Data extracts below:
PR #187, opened 2020-11-20
Move electron data in no-copy operation to numpy

psavery:
This steals the data from the C++ vectors and moves it to numpy arrays.
The numpy arrays will automatically clean up the data when they are
finished.

This prevents a copy being made of the electron counted data.

### DIFF
--- a/python/image.cpp
+++ b/python/image.cpp
@@ -18,6 +18,36 @@ using namespace stempy;
 // we may want to rethink in this is in the future.
 namespace stempy {
 
+template <typename T>
+py::array_t<T> vectorToPyArray(std::vector<T>&& v)
+{
+  // Steals the vector pointer and returns a numpy array with the data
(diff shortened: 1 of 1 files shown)


python/image.cpp
```diff
@@ -18,6 +18,35 @@ using namespace stempy;
...
+}
+
+struct ElectronCountedDataPyArray
+{
+
+  ElectronCountedDataPyArray(ElectronCountedData&& other)
+  {
+    data.reserve(other.data.size());
+    for (auto& vec : other.data)
+      data.push_back(vectorToPyArray(vec));
```
cjh1, line 38: Can we add braces please

psavery: I fixed this and force-pushed.

cjh1 (approved):
LGTM, works well even with large dataset.

psavery:
Great! :slightly_smiling_face:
End of Data extracts.
What is being asked: Each line above that carries the string "python" has to be returned.

Answer to this exercise:
--- a/python/image.cpp
+++ b/python/image.cpp
python/image.cpp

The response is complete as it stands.